▼
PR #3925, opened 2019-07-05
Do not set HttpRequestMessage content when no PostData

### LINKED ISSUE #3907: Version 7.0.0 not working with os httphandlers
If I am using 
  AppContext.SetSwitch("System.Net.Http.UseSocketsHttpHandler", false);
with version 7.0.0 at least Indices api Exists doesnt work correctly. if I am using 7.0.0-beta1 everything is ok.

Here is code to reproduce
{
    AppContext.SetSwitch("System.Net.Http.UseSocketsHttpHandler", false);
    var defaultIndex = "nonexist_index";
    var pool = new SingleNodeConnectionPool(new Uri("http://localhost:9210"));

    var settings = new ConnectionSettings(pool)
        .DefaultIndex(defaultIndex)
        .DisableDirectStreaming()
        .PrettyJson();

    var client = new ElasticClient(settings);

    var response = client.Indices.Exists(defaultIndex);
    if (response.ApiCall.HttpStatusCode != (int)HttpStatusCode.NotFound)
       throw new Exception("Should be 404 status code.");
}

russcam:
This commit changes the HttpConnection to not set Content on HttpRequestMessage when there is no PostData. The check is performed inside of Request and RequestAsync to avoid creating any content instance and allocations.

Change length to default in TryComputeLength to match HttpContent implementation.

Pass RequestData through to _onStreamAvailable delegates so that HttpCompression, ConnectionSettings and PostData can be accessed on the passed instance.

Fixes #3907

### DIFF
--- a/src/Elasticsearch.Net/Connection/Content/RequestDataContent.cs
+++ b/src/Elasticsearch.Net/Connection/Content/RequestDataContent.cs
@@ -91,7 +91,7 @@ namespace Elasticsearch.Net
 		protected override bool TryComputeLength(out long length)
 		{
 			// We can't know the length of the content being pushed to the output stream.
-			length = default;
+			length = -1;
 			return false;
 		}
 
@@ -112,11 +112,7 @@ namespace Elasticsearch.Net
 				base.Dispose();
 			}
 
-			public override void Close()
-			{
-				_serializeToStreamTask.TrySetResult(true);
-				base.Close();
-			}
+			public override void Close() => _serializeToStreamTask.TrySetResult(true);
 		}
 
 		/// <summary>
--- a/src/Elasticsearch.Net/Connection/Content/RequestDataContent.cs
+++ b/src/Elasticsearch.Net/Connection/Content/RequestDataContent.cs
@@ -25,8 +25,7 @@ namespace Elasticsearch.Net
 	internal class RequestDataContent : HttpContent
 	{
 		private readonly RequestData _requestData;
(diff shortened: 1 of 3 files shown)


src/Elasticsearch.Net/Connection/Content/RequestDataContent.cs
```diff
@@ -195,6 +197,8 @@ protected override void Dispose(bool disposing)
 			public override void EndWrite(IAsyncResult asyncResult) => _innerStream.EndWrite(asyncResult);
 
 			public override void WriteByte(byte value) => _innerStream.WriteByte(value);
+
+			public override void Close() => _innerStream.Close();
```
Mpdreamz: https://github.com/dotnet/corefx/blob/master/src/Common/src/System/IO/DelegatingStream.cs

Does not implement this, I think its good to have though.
▲
▼
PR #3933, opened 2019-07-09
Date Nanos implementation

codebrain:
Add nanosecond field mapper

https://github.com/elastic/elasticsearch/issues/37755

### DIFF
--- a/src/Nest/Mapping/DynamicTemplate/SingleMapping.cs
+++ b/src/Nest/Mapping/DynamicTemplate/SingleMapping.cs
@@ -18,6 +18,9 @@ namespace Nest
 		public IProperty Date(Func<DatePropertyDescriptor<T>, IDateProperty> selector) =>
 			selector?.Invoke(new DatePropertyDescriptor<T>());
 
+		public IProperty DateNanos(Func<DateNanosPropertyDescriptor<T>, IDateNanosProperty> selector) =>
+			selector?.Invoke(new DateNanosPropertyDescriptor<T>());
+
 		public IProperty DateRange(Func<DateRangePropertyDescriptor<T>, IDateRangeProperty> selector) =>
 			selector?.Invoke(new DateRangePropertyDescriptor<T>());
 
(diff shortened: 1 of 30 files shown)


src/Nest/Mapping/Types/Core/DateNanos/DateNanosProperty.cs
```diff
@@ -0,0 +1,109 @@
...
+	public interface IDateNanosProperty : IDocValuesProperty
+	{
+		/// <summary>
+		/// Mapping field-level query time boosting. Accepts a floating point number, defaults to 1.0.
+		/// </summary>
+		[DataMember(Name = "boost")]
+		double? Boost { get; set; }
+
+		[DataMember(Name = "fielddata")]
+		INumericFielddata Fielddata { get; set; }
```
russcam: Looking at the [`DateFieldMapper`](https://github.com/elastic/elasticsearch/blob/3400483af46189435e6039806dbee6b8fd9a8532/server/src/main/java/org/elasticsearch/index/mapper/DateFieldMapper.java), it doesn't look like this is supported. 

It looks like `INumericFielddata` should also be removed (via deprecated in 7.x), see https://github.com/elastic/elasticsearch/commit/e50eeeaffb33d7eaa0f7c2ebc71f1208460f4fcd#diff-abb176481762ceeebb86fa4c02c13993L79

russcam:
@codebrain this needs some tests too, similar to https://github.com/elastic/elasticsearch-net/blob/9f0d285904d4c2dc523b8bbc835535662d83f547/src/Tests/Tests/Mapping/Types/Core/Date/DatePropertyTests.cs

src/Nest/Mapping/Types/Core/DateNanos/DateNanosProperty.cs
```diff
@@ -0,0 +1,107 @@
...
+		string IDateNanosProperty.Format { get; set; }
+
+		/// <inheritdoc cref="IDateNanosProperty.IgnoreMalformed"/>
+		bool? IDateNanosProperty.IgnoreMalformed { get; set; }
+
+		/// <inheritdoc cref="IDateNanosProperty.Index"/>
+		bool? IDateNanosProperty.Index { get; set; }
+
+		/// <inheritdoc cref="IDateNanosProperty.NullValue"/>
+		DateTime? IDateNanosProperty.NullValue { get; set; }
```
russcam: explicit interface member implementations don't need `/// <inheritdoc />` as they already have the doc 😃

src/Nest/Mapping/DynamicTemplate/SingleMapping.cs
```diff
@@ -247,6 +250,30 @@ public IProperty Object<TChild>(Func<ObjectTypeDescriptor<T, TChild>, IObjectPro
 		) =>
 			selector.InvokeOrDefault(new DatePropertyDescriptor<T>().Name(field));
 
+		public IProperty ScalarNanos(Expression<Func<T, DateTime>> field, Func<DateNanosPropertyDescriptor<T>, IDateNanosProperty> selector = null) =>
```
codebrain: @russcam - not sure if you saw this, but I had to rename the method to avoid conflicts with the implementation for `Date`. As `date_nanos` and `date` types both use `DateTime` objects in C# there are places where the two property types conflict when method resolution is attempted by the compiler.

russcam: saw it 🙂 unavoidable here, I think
▲
▼
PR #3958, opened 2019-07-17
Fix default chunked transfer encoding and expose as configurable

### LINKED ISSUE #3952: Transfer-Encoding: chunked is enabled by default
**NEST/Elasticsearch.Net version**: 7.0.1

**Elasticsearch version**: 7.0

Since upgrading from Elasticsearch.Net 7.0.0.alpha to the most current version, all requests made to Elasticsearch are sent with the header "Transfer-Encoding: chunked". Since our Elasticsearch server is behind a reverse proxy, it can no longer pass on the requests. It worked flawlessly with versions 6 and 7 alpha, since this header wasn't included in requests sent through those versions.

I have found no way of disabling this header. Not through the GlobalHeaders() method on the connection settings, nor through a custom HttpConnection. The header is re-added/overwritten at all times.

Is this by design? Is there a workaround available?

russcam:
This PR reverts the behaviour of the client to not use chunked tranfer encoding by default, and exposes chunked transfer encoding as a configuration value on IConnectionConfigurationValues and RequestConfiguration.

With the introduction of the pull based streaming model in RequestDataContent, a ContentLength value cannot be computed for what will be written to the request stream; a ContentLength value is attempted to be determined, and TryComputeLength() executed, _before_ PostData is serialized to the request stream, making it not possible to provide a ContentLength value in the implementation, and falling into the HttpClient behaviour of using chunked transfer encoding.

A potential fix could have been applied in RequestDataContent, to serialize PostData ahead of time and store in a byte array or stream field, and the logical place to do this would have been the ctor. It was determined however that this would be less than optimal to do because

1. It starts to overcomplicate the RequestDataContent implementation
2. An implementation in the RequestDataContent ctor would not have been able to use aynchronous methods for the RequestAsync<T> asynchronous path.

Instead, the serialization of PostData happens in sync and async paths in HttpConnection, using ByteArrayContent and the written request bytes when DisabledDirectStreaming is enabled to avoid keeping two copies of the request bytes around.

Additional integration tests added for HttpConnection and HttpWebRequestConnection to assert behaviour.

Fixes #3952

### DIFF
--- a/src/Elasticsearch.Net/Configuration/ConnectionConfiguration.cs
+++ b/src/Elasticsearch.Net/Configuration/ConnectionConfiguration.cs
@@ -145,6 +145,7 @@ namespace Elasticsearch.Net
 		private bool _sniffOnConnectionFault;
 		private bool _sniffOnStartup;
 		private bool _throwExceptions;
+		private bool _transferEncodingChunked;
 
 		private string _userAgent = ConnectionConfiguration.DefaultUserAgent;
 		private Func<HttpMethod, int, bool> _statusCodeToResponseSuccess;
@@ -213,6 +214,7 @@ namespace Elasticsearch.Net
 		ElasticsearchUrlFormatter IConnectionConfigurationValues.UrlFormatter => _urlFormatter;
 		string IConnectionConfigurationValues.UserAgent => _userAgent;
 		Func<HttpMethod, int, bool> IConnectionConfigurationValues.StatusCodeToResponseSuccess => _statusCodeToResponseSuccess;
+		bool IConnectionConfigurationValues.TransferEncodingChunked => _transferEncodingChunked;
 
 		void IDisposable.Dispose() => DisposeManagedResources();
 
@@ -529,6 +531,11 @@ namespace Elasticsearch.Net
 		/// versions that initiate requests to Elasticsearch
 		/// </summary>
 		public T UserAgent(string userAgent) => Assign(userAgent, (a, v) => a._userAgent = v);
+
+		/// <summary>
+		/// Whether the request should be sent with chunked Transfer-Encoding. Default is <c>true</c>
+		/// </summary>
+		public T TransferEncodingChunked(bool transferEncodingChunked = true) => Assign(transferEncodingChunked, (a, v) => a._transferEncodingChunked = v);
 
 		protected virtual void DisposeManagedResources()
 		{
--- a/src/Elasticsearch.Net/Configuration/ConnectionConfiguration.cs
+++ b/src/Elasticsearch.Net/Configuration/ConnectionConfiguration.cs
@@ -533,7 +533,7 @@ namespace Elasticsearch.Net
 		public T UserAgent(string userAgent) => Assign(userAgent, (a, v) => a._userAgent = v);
▲
■ PROBLEM TO WORK ON: How many of the lines in these entries hold "opened"? Report only the count.

■ ANSWER BOX: 3